The episode begins with Joe's car breaking down out in the middle of nowhere while he's on his way to Toluca Lake to do some fishing. The only house he finds after abandoning the car is occupied by a group of strange individuals who are led by a character named Morell (played by John Hillerman) who lets Mannix into the house. I'll let you find out on your own what happens from this point forward.
The episode features terrific performances from Hillerman and the lovely Barbara Luna, both of whom always seem to play interesting characters. It also features a great performance by Frank Langella whose character Harry Tass has the most bizarre and scary quivering eyes you'll ever see! Also, instead of the normal suit and tie, you get to see Mannix in a classic '70s leisure suit!
This episode is fantastic. It's action-packed and suspenseful and will keep you on the edge of your seat throughout. It also has a shocking twist at the end. The scenery is great too. Don't miss this one! It's one of the best episodes of the series!
Mannix: Desert Run (1973)
Yet another installment in a very familiar theme but this one is well done except for the lighting
This episode is yet another example of a common theme used several times throughout the run of Mannix where Mannix is in a remote town where everyone is very unfriendly and want to run Joe out of town because they're holding on to a secret that they don't want anyone else to know about. However, despite the familiar theme, this episode is very well done.
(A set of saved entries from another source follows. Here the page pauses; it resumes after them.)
PR #3657, opened 2025-12-09
SDL3 `_audio` module

Starbuck5:
For #3581 mega-issue.

To fully implement next generation mixer, I realized I needed parts of SDL3's audio subsystem to be exposed. Not for a ton of API surface, but it is necessary for full implementation and necessary for a half-decent compatibility layer with the old mixer API. And it will need to be written anyway for full SDL3 support.

So I spent some time and wrote a whole new module, SDL3 only, starting from the type stubs mocked up in #3581.

I experimented with a hybrid approach with C level PyObjects as well as Python level classes. I'm not sure I'm in love with the exact way I did it, but I think it definitely shows promise as an approach. Some of the classes are only in Python, some are wrappers over low-level calls and "state objects". I really like how convenient it is to add error checking or stuff like the AudioDevice weakref dict at the Python level.

Example script:
```py
import pygame
from pygame import _audio as audio
pygame.audio = audio

WAV_PATH = r"C:\Users\charl\Desktop\pygame-ce\examples\data\house_lo.wav"

audio.init()

print("==AUDIO METADATA==")
print("Available drivers:", pygame.audio.get_drivers())
print("Current driver:", pygame.audio.get_current_driver())

print("Playback devices--")

devices = pygame.audio.get_playback_devices()
for device in devices:
    print(device.name)

print("==PLAYING AUDIO==")

print("Opening default playback device--")
logical_device = pygame.audio.DEFAULT_PLAYBACK_DEVICE.open()
print(logical_device.name)

print("Loading audio--")
audio_spec, audio_bytes = pygame.audio.load_wav(WAV_PATH)
print(audio_spec, "|", len(audio_bytes), "bytes")

print("Creating stream")
stream = pygame.audio.AudioStream(audio_spec, audio_spec)
print(stream)
stream.frequency_ratio = 1.4
stream.gain = 0.4
stream.bind(logical_device)
stream.put_data(audio_bytes)
stream.flush()

# It can change after binding to a device
print("Stream output spec now:", stream.dst_spec)

# Wait for stream to be exhausted
while stream.num_queued_bytes:
    pygame.time.wait(100)

print("Done.")
```

Next steps (future PRs):
- Docs
- Tests
- Complete implementation (quit support if we want it, callbacks, other unimplemented API)
- Next gen mixer
- Old mixer compat layer on next gen mixer


Starbuck5:
@coderabbitai review

src_c/_base_audio.c
```diff
@@ -0,0 +1,1126 @@
...
+static void
+adevice_state_dealloc(PGAudioDeviceStateObject *self)
+{
+    SDL_CloseAudioDevice(self->devid);
+    PyObject_GC_UnTrack(self);
+    PyTypeObject *tp = Py_TYPE(self);
+    freefunc free = PyType_GetSlot(tp, Py_tp_free);
+    free(self);
+    Py_DECREF(tp);
+}
```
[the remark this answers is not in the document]
Starbuck5: FWIW I did test that this actually works, but it's easy enough to check whether it's physical or not, and that protects us if SDL changes something in the future.

src_c/meson.build
```diff
@@ -420,10 +420,21 @@ if sdl_ttf_dep.found()
...
+if sdl_api == 3
+    base_audio = py.extension_module(
+        '_base_audio',
+        '_base_audio.c',
+        c_args: warnings_error,
+        dependencies: pg_base_deps,
+        install: true,
+        subdir: pg,
+    )
+endif
```
ankith26, line 433: minor nit: this should be a part of the `sdl_mixer_dep.found()` if block.

src_c/_base_audio.c
```diff
@@ -0,0 +1,1137 @@
...
+    SDL_AudioDeviceID devid = ((PGAudioDeviceStateObject *)arg)->devid;
+    if (SDL_IsAudioDevicePlayback(devid)) {
+        Py_RETURN_TRUE;
+    }
+    Py_RETURN_FALSE;
+}
+
+static PyObject *
+pg_audio_get_audio_device_name(PyObject *module, PyObject *const *args,
+                               Py_ssize_t nargs)
```
ankith26: if this always expects exactly one arg why not just use `METH_O` convention? As of now this just silently ignores extra args, and must have ub for no arg?

I also observe other places in this file where argument checking is non existent or non sufficient. I get why it is the case though, these functions are internal. But still, better error checking does no harm and catches any current/future issues in our python level more gracefully rather than segfaulting

buildconfig/stubs/pygame/_audio.pyi
```diff
@@ -0,0 +1,164 @@
...
+    def is_signed(self) -> bool: ...
+    @property
+    def is_unsigned(self) -> bool: ...
+    @property
+    def name(self) -> str: ...
+    @property
+    def silence_value(self) -> bytes: ...
+    def __index__(self) -> int: ...
+    def __repr__(self) -> str: ...
+
```
ankith26, line 57: I think implementing `__eq__` would be handy too, so users could say `spec.format == U8` or something like that.

buildconfig/stubs/pygame/_audio.pyi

The episode begins with the crash of a small plane near this remote town, but I won't go into any more details beyond that but I will say that the episode is very suspenseful and has several good fight scenes, and in one of those scenes, Mannix uses an ingenious way to take down one of the bad guys.
The one problem I had with the episode, and the reason why I didn't give it a higher rating than 8, is the lighting throughout much of the episode is unusually poor, even in the scenes that are shot outdoors in broad daylight. There's just a dark haze sitting over most of the scenes. But other than that, this is a very solid episode and one of the better episodes of this season so far.